How to use the calculator
- Type coefficient a (remember: it must not be zero).
- Type b and c. If you leave either one blank it is treated as 0.
- Read the roots, the discriminant and the vertex of the parabola instantly. There is no “calculate” button to press.
- Press Copy result to drop the summary into your notes.
The quadratic formula
The roots come from the general formula:
x = (−b ± √D) / 2a, where D = b² − 4ac
The number D is called the discriminant, and it decides how many roots there are and of what kind without solving the whole equation.
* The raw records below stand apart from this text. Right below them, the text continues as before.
PR #578, opened 2017-08-08
remove matching .data text from .show()

### LINKED ISSUE #532: Matching algo doesn't handle absence of filters

marcoscaceres:
closes #532, #574

***
[Preview](https://s3.amazonaws.com/pr-preview/w3c/payment-request/redundant.html) | [Diff](https://s3.amazonaws.com/pr-preview/w3c/payment-request/343fe47...95c1148.html)

### DIFF
--- a/index.html
+++ b/index.html
@@ -818,6 +818,8 @@
           <li>Return <var>acceptPromise</var> and perform the remaining steps
           <a>in parallel</a>.
           </li>
+          <li>Let <var>handlers</var> be an empty unordered set.
+          </li>
           <li>For each <var>paymentMethod</var> tuple in
           <var>request</var>.<a>[[\serializedMethodData]]</a>:
             <ol>
@@ -825,8 +827,8 @@
               <var>paymentMethod</var> tuple.
               </li>
               <li>Let <var>data</var> be the result of <a data-cite=
-              "!ECMASCRIPT#sec-json.parse">JSON-parsing</a> the second item in
-              the <var>paymentMethod</var> tuple.
+              "!ECMASCRIPT#sec-json.parse">JSON-parsing</a> the second element
+              in the <var>paymentMethod</var> tuple.
               </li>
               <li>If required by the specification that defines the
               <var>identifer</var>, then <a data-cite=
@@ -839,33 +841,36 @@
               <var>acceptPromise</var> with that error and terminate this
               algorithm.
               </li>
-              <li>Determine which <a>payment handlers</a> support
-              <var>identifier</var>. For each resulting payment handler, if
-              payment method specific capabilities supplied by the payment
-              handler match those provided by <var>data</var>, the payment
-              handler matches.
+              <li>If the user agent has a registered <a>payment handler</a>
+              that supports <var>identifier</var>, then check if the payment
+              handler is authorized and capable of handling the payment request
+              with <var>data</var>. If the check returns in the affirmative,
+              then add payment handler to <a>handlers</a>.
               </li>
             </ol>
           </li>
-          <li>If this consultation produced no supported method of paying, then
-          reject <var>acceptPromise</var> with a "<a>NotSupportedError</a>" <a>
-            DOMException</a>, and set the <a>user agent</a>'s <a>payment
-            request is showing</a> boolean to false.
+          <li>If <var>handlers</var> is empty, then reject
+          <var>acceptPromise</var> with a "<a>NotSupportedError</a>"
+          <a>DOMException</a>, and set the <a>user agent</a>'s <a>payment
+          request is showing</a> boolean to false.
           </li>
           <li>
             <p>
-              Otherwise, show a user interface to allow the user to interact
-              with the payment request process, using those <a>payment
-              handlers</a> and <a>payment methods</a> which the above step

The vertex of the parabola sits at x = −b / 2a, and its height is y = c − b² / 4a.
| Discriminant | Nature of the roots | Example |
|---|---|---|
D greater than 0 | Two distinct real roots | x² − 5x + 6 = 0 |
D equal to 0 | One real double root | x² + 2x + 1 = 0 |
D less than 0 | Two complex conjugate roots | x² + 1 = 0 |
When D is negative there is no solution among the real numbers, but there is among the complex ones: the roots are real part ± imaginary part · i, where i is the square root of −1.
Worked example
Let’s solve x² − 5x + 6 = 0, so a = 1, b = −5 and c = 6.
- Discriminant: D = (−5)² − 4·1·6 = 25 − 24 = 1.
- Since
Dis greater than 0, there are two real roots. - Square root of D: √1 = 1.
- x₁ = (5 + 1) / 2 = 6 / 2 = 3.
- x₂ = (5 − 1) / 2 = 4 / 2 = 2.
- Vertex: x = 5 / 2 = 2.5, y = 6 − 25 / 4 = −0.25.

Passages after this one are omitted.